Lenders will often look, at the very least, at your credit score and your debt to income ratio (DTI) before deciding to lend to you. Your credit score is a mathematical analysis of how likely you are to repay your loan on time. Your score factors in things like how many loans or credit cards you have, how well you pay your bills on time, how much of your available credit you’ve used, and how old your oldest credit or loan account is. All these factors are weighed and combined to assign you a score. It is very important to have a good understanding of what your credit score is before you begin the process of applying for a Home Equity or Line of Credit loan. If it’s been years since your initial mortgage, you don’t want any surprises. If your score isn’t high enough you can take steps to improve it.

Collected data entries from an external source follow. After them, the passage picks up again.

PR #188, opened 2017-05-12
Search directory path for a `.pylintrc` config file

nigef:
Check for `.pylintrc` file provided in user location (i.e. the student starter code). Does not search upward, in parent directories.

In the case where `_check` is called on a directory and files are checked recursively, a cache of pylintrc locations is _not_ used for now, so there is more work done loading a config files.

Aside: although different from our approach, for background info on how pylint finds a `.pylintrc` file, see, `pylint.config.find_pylintrc`

### DIFF
--- a/python_ta/__init__.py
+++ b/python_ta/__init__.py
@@ -55,11 +55,11 @@ def _find_pylintrc():
     """Search bottom-up for a `.pylintrc` file provided in user location.
     Return absolute path to the file, or None.
     • When run in an IDE (like PyCharm), sys.argv contains the full path,
-        - sys.argv[0] is: /Users/fong/Desktop/pyta/f0/f1/f2/new.py
-        - os.getcwd() is: /Users/fong/Desktop/pyta/f0/f1/f2
+        - sys.argv[0] is: /<users>/<user>/<path_to>/dir1/dir2/file.py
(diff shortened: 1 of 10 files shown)


nigef:
RE: 1. I don't see a realistic way around this.

nigef:
RE: 4. cache removed! aside: I'm curious why we don't want it.

python_ta/__init__.py
```diff
@@ -155,7 +129,7 @@ def _verify_pre_check(filepath):
         # Check for inline "pylint:" comment, which may indicate a student
         # trying to disable a check.
         with tokenize.open(filepath) as f:
-            for (tok_type, content, _, _, _) in tokenize.generate_tokens(f.readline):
+            for (tok_type,content,_,_,_) in tokenize.generate_tokens(f.readline):
```
david-yz-liu: Please revert this change.

david-yz-liu:
For (1), you could create a new linter for each file.
For (4), in general caching introduces an extra level of complexity that should be avoided until deemed necessary.

nigef:
ready to merge?

david-yz-liu:
I still see a problem with the "#1" I pointed out earlier.

PR #189, opened 2017-05-12
Throw away unused variables in test_examples

nigef:


tests/test_examples.py
```diff
@@ -23,7 +23,7 @@ def get_file_paths():
     _EXAMPLES_PATH prefix followed by the file name for each element.
     A list of all the file paths will be returned."""
     test_files = []
-    for root, directories, files in os.walk(_EXAMPLES_PATH, topdown=True):
+    for _, _, files in os.walk(_EXAMPLES_PATH, topdown=True):
```
david-yz-liu: This is interesting. If there are nested directories under the examples, it seems like we actually should be using `root` to actually specify the correct path to the files in these nested directories.

PR #191, opened 2017-05-15
Add helper to generate a dictionary of variable name and value pairs.

RyanDJLee:


david-yz-liu:
@RyanDJLee this is good!

PR #455, opened 2018-07-10
typecheck: Adding support for Unions in binop_error_message

justinpark715:
Fixing crash in examples/pylint/C0121_singleton_comparison.py


david-yz-liu:
@simeonkr had the same idea in #451. Why don't you wait until that one is merged in, and then add your change on top of it.

PR #456, opened 2018-07-10
typecheck: Improve inference for class methods

simeonkr:


tests/test_type_inference/test_attribute.py
```diff
@@ -31,7 +31,7 @@ def foo(cls, x):
         '''
     module, _ = cs._parse_text(program, reset=True)
     for attribute_node in module.nodes_of_class(astroid.Attribute):
-        assert attribute_node.inf_type.getValue() == Callable[[int], int]
+        assert attribute_node.inf_type.getValue() == Callable[[Type[_ForwardRef('A')], int], int]
```
david-yz-liu: This test isn't right, so if it's passing there's a problem with the implementation. Class methods should still autobind when accessed through an instance: `A().foo(0)` should work, while `A().foo(A, 0)` should be an error.

david-yz-liu:
@simeonkr this is good, but there's a merge conflict to fix.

DTI measures how much debt you currently have relative to your income. A DTI that is too high suggests you may be spread too financially thin to be able to make the payments on your Home Equity or Line of Credit loan. Even if you have a good credit score a high DTI can cause some lenders to deny your application. Using a monthly budget tool is a great way to manage your finances and keep your debt at a manageable level.

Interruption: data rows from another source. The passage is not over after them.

PR #457, opened 2018-07-10
typecheck: Modifying lookup_typevar to be monadic

justinpark715:
Changing lookup_typevar to return a TypeInfo or TypeFail, thereby fixing crashes caused by nodes/Call.py and nodes/Assign.py
Updating test case in test_binops to use failable_collect

This replaces pull request #450 and #452

### DIFF
--- a/python_ta/transforms/type_inference_visitor.py
+++ b/python_ta/transforms/type_inference_visitor.py
@@ -196,22 +196,20 @@ class TypeInferer:
     # Name lookup and assignment
     ##############################################################################
     def visit_name(self, node: astroid.Name) -> None:
-        try:
-            node.inf_type = self.lookup_inf_type(node, node.name)
-        except KeyError:
-            if node.name in self.type_store.classes:
-                node.inf_type = TypeInfo(Type[__builtins__[node.name]])
-            elif node.name in self.type_store.functions:
-                node.inf_type = TypeInfo(self.type_store.functions[node.name][0][0])
-            else:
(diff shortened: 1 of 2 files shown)


python_ta/transforms/type_inference_visitor.py
```diff
@@ -196,22 +196,18 @@ def _closest_frame(self, node, name):
     # Name lookup and assignment
     ##############################################################################
     def visit_name(self, node: astroid.Name) -> None:
-        try:
-            node.inf_type = self.lookup_inf_type(node, node.name)
-        except KeyError:
+        node.inf_type = self.lookup_inf_type(node, node.name)
```
david-yz-liu: Store this in a temporary variable. Prefer symmetry in branches for initialization (i.e., add an extra branch below for `node.inf_type = ___` if the value is _not_ a `TypeFail`.

python_ta/transforms/type_inference_visitor.py
```diff
@@ -258,9 +254,12 @@ def _lookup_attribute_type(self, node, instance_name, attribute_name):
         class_env = self._closest_frame(node, class_name).locals[class_name][0].type_environment
         return self.type_constraints.resolve(class_env.lookup_in_env(attribute_name))
 
-    def lookup_typevar(self, node: NodeNG, name: str) -> TypeVar:
+    def lookup_typevar(self, node: NodeNG, name: str) -> TypeInfo:
```
david-yz-liu: The return type should be a `TypeResult`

How can I save money on home improvements?

There are ways to make sure you’re making the most of your home improvement loan and saving money on your projects. Taking the time to thoroughly plan and research your home improvement project is the single most important step you can take. Doing so will help you feel more prepared and will ensure the project goes as smoothly as possible. Here are some additional tips:

1. Build a strict budget and stick to it. – It will be easy to be tempted by extras and high-end materials. Sticking to your budget will be important to keep you on the right financial path.

2. Plan for the unexpected. – Make sure your project budget includes about 20% of the total cost for unexpected expenses. It’s far better to build these costs in and be prepared for them than to have to come up with additional funds after your project has started.

3. Think Timing. – Consider doing renovations during “off seasons” when contractors are less busy. This may save you some money.

4.  Shop Around. – It’s important to get at least 3 quotes from reputable, insured contractors. This will help you determine whether you can afford the project and ensure you’re getting a good deal.

5. Pick your project wisely. – Which will add the most value to your home? Which can you afford? Which requires the lowest amounts of long-term maintenance costs?

With several options and lower rates, a Home Equity Loan or Line of Credit can put the goals you have for your home within reach.